Things around here, you can imagine, have been pretty busy. In between the packing and the myriad good-bye get togethers and the chopping all my hair off (it's short) and the ohmygodI'mleaving freakouts (those have mostly been unwitnessed, and if pressed, I'll deny them), I have managed to get some fiberwork done. I crocheted my mother a shawl for her birthday and actually finished it in time! Huzza! I also finished the first of my dad's socks. Have I offloaded the pictures from my camera yet? Of course not. But, soon.

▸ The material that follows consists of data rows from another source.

PR #303, opened 2024-01-30
Add an icon in themeswitcher to choose user default theme

gwenandres:
Hello, 
In this PR I propose to add a star icon (new.svg icon) on themes in themeswitcher to visualize and change default theme (for user logged).

Screenshot 2024-01-30 at 12-30-11 QGIS Web Client 2

I add an option (like in settings plugin) in themeswitcher plugin config to get or not this icon. 

What do you think about that ? 

Have a good day

### DIFF
--- a/components/ThemeList.jsx
+++ b/components/ThemeList.jsx
@@ -30,6 +30,7 @@ class ThemeList extends React.Component {
         allowAddingOtherThemes: PropTypes.bool,
         changeTheme: PropTypes.func,
         collapsibleGroups: PropTypes.bool,
+        defaultUrlParams: PropTypes.string,
         dontPreserveSettingsOnSwitch: PropTypes.bool,
         filter: PropTypes.string,
         layers: PropTypes.array,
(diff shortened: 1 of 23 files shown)


components/ThemeList.jsx
```diff
@@ -85,6 +89,9 @@ class ThemeList extends React.Component {
         const addLayersTitle = LocaleUtils.tr("themeswitcher.addlayerstotheme");
         const addTitle = LocaleUtils.tr("themeswitcher.addtotheme");
         const openTabTitle = LocaleUtils.tr("themeswitcher.openintab");
+        const changeDefaultUrlTitle = LocaleUtils.tr("themeswitcher.changedefaulttheme");
+        const username = ConfigUtils.getConfigProp("username");
+
```
manisandro, line 94: Please sort props alphabetically (resp. configure eslint in your editor).

manisandro:
Thanks, looks like a nice improvement

components/ThemeList.jsx
gwenandres: Sorry for that !

manisandro:
Thanks!

PR #307, opened 2024-02-07
Add prop to manage highlight on all identify results

smaspons:
Hi!

I found that the Identify highlight on all features was a bit too intense, so I added this prop `highlightAllResults` that if it's set to `false` it will only highlight the selected feature/layer. 
By default it's `true`, so it should work exactly like it did before.

Let me know if I did something wrong.
Thanks!


manisandro:
LGTM, thanks!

This week has been a blur of seeing people and doing things and saying way too many goodbyes. I mean...oy. When I get the chance (and can shut the voices in my head up long enough) to sit back and actually think about this next step, I'm really excited about it. Considerably. I think this is going to be a good step. I think the training at my new program is going to be far superior to what I could've gotten if I'd matched closer to home. I think I'm going to love the area and the culture and my job and my new life. I think this is going to be very different and infinitely better than my last and most unfortunate situation. I think, in short, that this is going to be very positive. The world is my oyster. It's been such a difficult two years...I've been in utter limbo, and the mere idea of just having my feet firmly on the ground again is exhilarating. I'm going back to the profession I love, I'm going to have purpose and direction again. And patients. I love having patients. That's the part of the job that rocks. I'm going to learn a lot. I'm going to have new, interesting people around me and get to find out about a lot of different aspects of my newly chosen specialty. I'm going to find whole new things to be interested in, professionally and personally. This is going to be a really good time.

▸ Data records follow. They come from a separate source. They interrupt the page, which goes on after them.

PR #308, opened 2024-02-07
An other way to open menu

gwenandres:
Hello, 
with @sylvainbeo we propose a new way to open main menu. 

If you add `appMenuCompact` in `TopBar` cfg, main menu is open in compact mode. 
On hover you will have all details .

menuCompact07-02-2024 18-18

I hope we can propose this for everyone.

Have a good day

### DIFF
--- a/actions/windows.js
+++ b/actions/windows.js
@@ -79,13 +79,12 @@ export function raiseWindow(id) {
     };
 }
 
-export function setSplitScreen(windowId, side, size, menuMargins) {
+export function setSplitScreen(windowId, side, size) {
     return {
         type: SET_SPLIT_SCREEN,
         windowId: windowId,
         side: side,
-        size: size,
-        menuMargins: menuMargins
+        size: size
     };
 }
 
--- a/actions/windows.js
+++ b/actions/windows.js
@@ -17,6 +17,7 @@ export const CLOSE_ALL_WINDOWS = 'CLOSE_ALL_WINDOWS';
 export const REGISTER_WINDOW = 'REGISTER_WINDOW';
 export const UNREGISTER_WINDOW = 'UNREGISTER_WINDOW';
 export const RAISE_WINDOW = 'RAISE_WINDOW';
+export const SET_MENU_MARGIN = 'SET_MENU_MARGIN';
 export const SET_SPLIT_SCREEN = 'SET_SPLIT_SCREEN';
 
 export const NotificationType = {
@@ -78,11 +79,20 @@ export function raiseWindow(id) {
     };
 }
 
-export function setSplitScreen(windowId, side, size) {
+export function setSplitScreen(windowId, side, size, menuMargins) {
     return {
         type: SET_SPLIT_SCREEN,
         windowId: windowId,
         side: side,
-        size: size
+        size: size,
+        menuMargins: menuMargins
+    };
+}
+
+export function setMenuMargin(right, left) {
+    return {
+        type: SET_MENU_MARGIN,
+        right: right,
+        left: left
     };
 }
--- a/components/AppMenu.jsx
+++ b/components/AppMenu.jsx
@@ -13,7 +13,7 @@ import mousetrap from 'mousetrap';
 import {remove as removeDiacritics} from 'diacritics';
 import isEmpty from 'lodash.isempty';
 import classnames from 'classnames';
-import {setRightMargin} from '../actions/map';
+import {setMenuMargin} from '../actions/windows';
 import {setCurrentTask} from '../actions/task';
 import InputContainer from '../components/InputContainer';
 import LocaleUtils from '../utils/LocaleUtils';
@@ -38,7 +38,7 @@ class AppMenu extends React.Component {
         onMenuToggled: PropTypes.func,
         openExternalUrl: PropTypes.func,
         setCurrentTask: PropTypes.func,
-        setRightMargin: PropTypes.func,
+        setMenuMargin: PropTypes.func,
         showFilterField: PropTypes.bool,
         showOnStartup: PropTypes.bool
     };
@@ -312,7 +312,7 @@ class AppMenu extends React.Component {
     storeRigthMargin = (el) => {
         if (this.props.menuCompact && el?.clientWidth > 0) {
             const rightmargin = el.clientWidth - MiscUtils.convertEmToPx(11.5);
-            this.props.setRightMargin(rightmargin);
+            this.props.setMenuMargin(rightmargin, 0);
         }
     };
     itemAllowed = (item) => {
@@ -337,5 +337,5 @@ export default connect((state) => ({
     currentTheme: state.theme.current || {}
 }), {
     setCurrentTask: setCurrentTask,
-    setRightMargin: setRightMargin
+    setMenuMargin: setMenuMargin
 })(AppMenu);
--- a/components/AppMenu.jsx
+++ b/components/AppMenu.jsx
@@ -13,6 +13,7 @@ import mousetrap from 'mousetrap';
 import {remove as removeDiacritics} from 'diacritics';
 import isEmpty from 'lodash.isempty';
 import classnames from 'classnames';
+import {setRightMargin} from '../actions/map';
 import {setCurrentTask} from '../actions/task';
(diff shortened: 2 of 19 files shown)


manisandro:
Thanks, I like the idea! I believe it should be restricted to desktop though?

components/PluginsContainer.jsx
```diff
@@ -20,6 +20,10 @@ class PluginsContainer extends React.Component {
         pluginsAppConfig: PropTypes.object,
         pluginsConfig: PropTypes.object
     };
+    isAppMenuCompact = (pluginsConfig)=> {
+        const pluginTopBar = pluginsConfig.find((pluginConf) => pluginConf.name === "TopBar");
+        return pluginTopBar && pluginTopBar.cfg.appMenuCompact;
+    };
```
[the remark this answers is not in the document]
gwenandres: Hello @manisandro, I think it is a better way to add an setRightMargin action. 
Thanks for your advice. 

I'm sorry but I think I didn't manage to set splitscreen=true. How/where to do that ? Or wich behavior in the interface ?  

I only have right-docked windows. 

Screenshot 2024-02-20 at 10-24-13 QGIS Web Client 2

Have a good day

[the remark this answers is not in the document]
manisandro: Hi @gwenandres , the `ResizeableWindow` component has a `splitScreenWhenDocked` prop. But the actual plugin rendering the window needs to set it, if it is useful for the component (i.e. AttributeTable, HeightProfile set `splitScreenWhenDocked`). For testing, you can just set it for a plugin which renders a right-dockable window.

components/AppMenu.jsx
```diff
@@ -173,9 +176,13 @@ class AppMenu extends React.Component {
...
         } else {
-            document.removeEventListener('click', this.checkCloseMenu);
-            document.removeEventListener('keydown', this.onKeyPress, true);
-            document.removeEventListener('mousemove', this.onMouseMove, true);
+            if (this.props.keepMenuOpen) {
+                return;
+            } else  {
+                document.removeEventListener('click', this.checkCloseMenu);
+                document.removeEventListener('keydown', this.onKeyPress, true);
+                document.removeEventListener('mousemove', this.onMouseMove, true);
```
manisandro, line 184: I just debugged an issue related to these event listeners. If they remain active, they will break arrow-pan of the map and i.e. enter-submit of input fields. So it is undesirable to have these event listeners active unless there really is an open menu.

gwenandres: Ok I will remove these changes

actions/windows.js
```diff
@@ -78,11 +79,20 @@ export function raiseWindow(id) {
...
 
-export function setSplitScreen(windowId, side, size) {
+export function setSplitScreen(windowId, side, size, menuMargins) {
     return {
         type: SET_SPLIT_SCREEN,
         windowId: windowId,
         side: side,
-        size: size
+        size: size,
+        menuMargins: menuMargins
```
manisandro, line 88: I don't think there is any advantage in passing the `menuMargins` here, since it is identical to the state value. Just use `menuMargins` in the reducer. You can move the `const mapMargins = {...}` block in the reducer to a separate funtion which you call both as a result of `SET_SPLIT_SCREEN` and `SET_MENU_MARGIN`.

components/AppMenu.jsx
```diff
@@ -168,14 +171,14 @@ class AppMenu extends React.Component {
...
-        } else {
+        if (this.state.menuVisible || this.props.keepMenuOpen) {
             document.removeEventListener('click', this.checkCloseMenu);
             document.removeEventListener('keydown', this.onKeyPress, true);
             document.removeEventListener('mousemove', this.onMouseMove, true);
+        } else {
+            document.addEventListener('click', this.checkCloseMenu);
+            document.addEventListener('keydown', this.onKeyPress, true);
+            document.addEventListener('mousemove', this.onMouseMove, true);
         }
```
manisandro, line 182: Please enclose the entire block between 174 and 181 in
```
if (!this.props.keepMenuOpen) {
...
}
```

components/AppMenu.jsx
```diff
@@ -302,6 +305,12 @@ class AppMenu extends React.Component {
             mousetrap(el).bind(this.props.appMenuShortcut, this.toggleMenu);
         }
     };
+    storeRigthMargin = (el) => {
```
manisandro, line 308: Rigth -> Right

components/AppMenu.jsx
```diff
@@ -302,6 +305,12 @@ class AppMenu extends React.Component {
...
+        if (this.props.menuCompact && el?.clientWidth > 0) {
+            const rightmargin = el.clientWidth - MiscUtils.convertEmToPx(11.5);
```
manisandro, line 310: What is 11.5em?

components/ResizeableWindow.jsx
```diff
@@ -169,7 +170,10 @@ class ResizeableWindow extends React.Component {
             "resizeable-window-body-scrollable": this.props.scrollable,
             "resizeable-window-body-nonscrollable": !this.props.scrollable
         });
-        const style = {display: this.props.visible ? 'initial' : 'none'};
+        const style = {
+            display: this.props.visible ? 'initial' : 'none',
+            right: 'calc(0.25em + ' + this.props.menuMargins.right + 'px)'
```
manisandro, line 175: What is 0.25em? Shouldn't this be part of the menuMargin, if necessary? Else with a zero menuMargin, it will still have a 0.25em right offset.
You'll also want to honour the left margin, since you support it in the reducer state.

components/SideBar.jsx
```diff
@@ -80,6 +81,7 @@ class SideBar extends React.Component {
         const render = visible || this.state.render || this.props.renderWhenHidden;
         const style = {
             width: this.props.width,
+            right: visible ? 'calc(0.25em + ' + this.props.menuMargins.right + 'px)' : 0,
```
manisandro, line 84: Same question regarding 0.25em as above

reducers/map.js
```diff
@@ -27,6 +27,7 @@ const defaultState = {
     resolutions: [0],
     topbarHeight: 0,
     bottombarHeight: 0,
+    rightMargin: 0,
```
manisandro, line 30: This looks like a leftover

reducers/windows.js
```diff
@@ -106,6 +110,19 @@ export default function windows(state = defaultState, action) {
...
+        const menuMargins =  {
+            right: action.right,
+            left: action.left
+        };
+        const mapMargins =  {
+            right: action.right,
+            bottom: 0,
+            left: action.left,
+            top: 0
+        };
```
manisandro, line 123: This looks wrong - why reset the top and bottom map margin to zero?

components/AppMenu.jsx
gwenandres: Hello, 
11.5em  is the right margin used in CSS to hide a part of menu : 
https://github.com/qgis/qwc2/pull/308/files#diff-9af8fe3b349e7d4c7e12d7406c0dc4898315de424adb8a5410a783c774ac807bR60

components/ResizeableWindow.jsx
gwenandres: I add 0.25em as it is done for MapCopyright : 

https://github.com/qgis/qwc2/blob/master/plugins/MapCopyright.jsx#L57

I found it aesthetically pleasing when everything wasn't aligned (stuck) with the right edge; even without compact menu.

I hope to honor the left margin but I can't do this right now. Should I remove left margin from reducer state ?

reducers/windows.js
gwenandres: Yes, I correct that

actions/windows.js
gwenandres: I'm sorry I don't understand how to move the `const mapMargins = {...}` block to a separate function. mapMargin Values in  `SET_SPLIT_SCREEN` and `SET_MENU_MARGIN` are different...

manisandro:
I've merged this manually and added a bunch of fixes, please check out if the latest master works for you. Thanks!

But I'm very sorry that it has to come at the cost of what stability I have been able to garner, and of the people who have either always been or who have recently become so incredibly important to me. That's the theme I keep falling back on this week. I love these people. This, my family, genetic or practical - that's where it's always been for me. I hate that my milieu has to change, that the dynamic is going to shift. Not that it wouldn't even if I stayed in Chicago - the 80 hour work week has a nasty habit of cutting into your social life. But there's absolutely no chance I can meet for dinner. No coercing me into going out for coffee, no raucous yarn field trips. Not with this family, not without much planning. Does this mean I'll drift off and lose them? No, of course not. We're in the most connected age in history. It doesn't mean losing anyone, necessarily, it just means that the relationships will evolve and modify. Does moving mean that I'll be all alone and have no one to meet for dinner, coffee, or yarn? Of course it doesn't mean that, either. There will be new people in my life, none of whom will replace the old, all of whom will merely expand my life. And to toss in an obscure quote from one of my favorite TV shows, "you've got to live wide" (bonus points to anyone who can name the show. Or who is still reading these ramblings). But it all means change, which carries with it its own intrinsic sort of loss.
But then again, change is the most constant thing in the universe, isn't it?